The measure was due to come into force on Friday, but Aer Lingus said airlines had been informed on Thursday night that the regulations would now begin on Sunday. All arrivals into the State – whether vaccinated or not – will need a negative Covid-19 test result from then onwards.

Those travelling with an antigen test result will need to have obtained it within 48 hours of arrival into Ireland, and it will have to be a professionally administered test.

No self-administered tests will be accepted under rules approved by Cabinet. Those with a PCR test result will have a longer pre-travel window of 72 hours before arrival.
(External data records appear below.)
PR #274, opened 2017-04-14
Updated elb orchestrate to be more generic and flexible

blarghmatey:


salt/orchestrate/aws/mitx_qa_elb.sls
```diff
@@ -1,24 +1,13 @@
...
-             'mitx-qa.mitx.mit.edu.',
-             'preview-mitx-qa.mitx.mit.edu.',
-             'prod-gr-qa.mitx.mit.edu.']
-} %}
-{% set environment = 'mitx-qa' %}
+{% from "orchestrate/aws_env_macro.jinja" import VPC_NAME, VPC_RESOURCE_SUFFIX,
+ ENVIRONMENT, PURPOSE_PREFIX, subnet_ids with context %}
+{% set env_settings = salt.pillar.get('environments:{}'.format(ENVIRONMENT)) %}
+
 {% set security_groups = salt.pillar.get('edx:lb_security_groups', ['default', 'edx-mitx-qa']) %}
```
shaidar: I know this line didn't change, but are we sure about lb_security_groups, cause I don't see it in pillar data

salt/orchestrate/aws/mitx_qa_elb.sls
```diff
@@ -43,8 +32,10 @@ create_elb_for_edx_{{ edx_type }}:
           enabled: True
           timeout: 300
     - cnames:
-        {% for domain in domains[edx_type] %}
-        - name: {{ domain }}
+        {% for domain_key, domain in purpose.domains.items()  %}
+        {% if (app_type == 'live' and domain_key in ['lms', 'gitreload'])
+           or app_type == 'draft' %}
+        - name: {{ domain }}.
```
shaidar: Is the dot necessary here?

blarghmatey: Yes, because that is how the domain is represented in the zone file. If the `.` isn't present then it won't work properly.

salt/orchestrate/aws/mitx_qa_elb.sls
blarghmatey: If the value is not present in pillar then it will use the default values passed as the second parameter of the `get` call.

salt/orchestrate/aws/mitx_qa_elb.sls
```diff
@@ -1,24 +1,13 @@
...
+
 {% set security_groups = salt.pillar.get('edx:lb_security_groups', ['default', 'edx-mitx-qa']) %}
-{% set subnet_ids = [] %}
-{% for subnet in salt.boto_vpc.describe_subnets(subnet_names=[
-    'public1-mitx-qa', 'public2-mitx-qa', 'public3-mitx-qa'])['subnets'] %}
-{% do subnet_ids.append('{0}'.format(subnet['id'])) %}
-{% endfor %}
 
 {% for edx_type in ['draft', 'live'] %}
 {% set elb_name = 'edx-{0}-mitx-qa'.format(edx_type) %}
```
shaidar: Should the elb_name not be similar to the instance names - edx-{env}-edx_type?

blarghmatey: Yeah, not a bad idea. Not terribly critical, but still a good thing to have.

shaidar:
:thumbsup:

salt/orchestrate/aws/mitx_elb.sls
```diff
@@ -43,8 +33,10 @@ create_elb_for_edx_{{ edx_type }}:
...
           timeout: 300
     - cnames:
-        {% for domain in domains[edx_type] %}
-        - name: {{ domain }}
+        {% for domain_key, domain in purpose.domains.items()  %}
+        {% if (app_type == 'live' and domain_key in ['lms', 'gitreload'])
+           or app_type == 'draft' %}
+        - name: {{ domain }}.
           zone: mitx.mit.edu.
           ttl: 60
```
shaidar: Missing {% endif %}

PR #277, opened 2017-04-18
Add ami id's to support different Ubuntu 

shaidar:


salt/orchestrate/aws/map_templates/edx.yml
```diff
@@ -12,6 +12,7 @@ edx:
             - {{ securitygroupids.default }}
             - {{ securitygroupids.salt-master }}
             - {{ securitygroupids.consul-agent }}
+      image: {{ ami_id }}
```
blarghmatey: This needs to be added to the worker definition as well.

blarghmatey:
👍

Persons arriving into the State from overseas who have been vaccinated or recovered from Covid-19 will be required also to have a certified negative test.

Hospitality sector meeting

Meanwhile, Government members are due to meet representatives of the hospitality industry on Friday. Ministers have said there will be supports for the sector if new pandemic measures will impact on their ability to trade.

Ms McEntee said she was particularly conscious that people had been asked to pull back and to reduce their social contacts.

“I am talking to businesses particularly in the hospitality sector and I know the impact that is having on them. This should be their busiest time and it’s not. We are taking this on board. We are going to support all of these businesses as we have always done during the pandemic,” she said.

The Minister dismissed suggestions that the Government was flip flopping or that there was confusion behind the scenes, saying the State is in a “fluid situation” because of the nature of Covid-19.

“What we have seen with the antigen test is that the market has corrected itself. That wasn’t a matter of flip flops or changing. We simply saw the market adjust itself. It is not about Government changing direction. We have to change direction sometimes because of the nature of this pandemic. Everybody is doing their best here,” she said.

‘Random and arbitrary’

Earlier, Maynooth University professor of immunology Paul Moynagh said the latest restrictions reportedly proposed by Nphet could lead to some benefits but seem ed “random and arbitrary”.

He told Newstalk Breakfast that “big mistakes” have been made with regard to messaging to the public.

“Back in September contact tracing was stood down the reason being that children were missing too much school. But we had the option of keeping contact tracing and using antigen testing. And there has been a resistance over the last year from Nphet in terms of using antigen testing,” he said.

“We saw over the last number of days the reluctance of Nphet again to impress advice from experts in the area of ventilation and air filtration. There seems to be this reluctance to accept scientific advice from outside.”

Prof Moynagh said there was a need to look at this reluctance and “learn from our mistakes”.

“Whereas at the moment it seems that mistakes are made and that narrative is defended. And again we end up now with new restrictions that I am not convinced are going to be very impactful,” he said.

“We know they are going to be highly impactful in terms of the sectors for example. I am not convinced by the strategy that is being used at the moment.”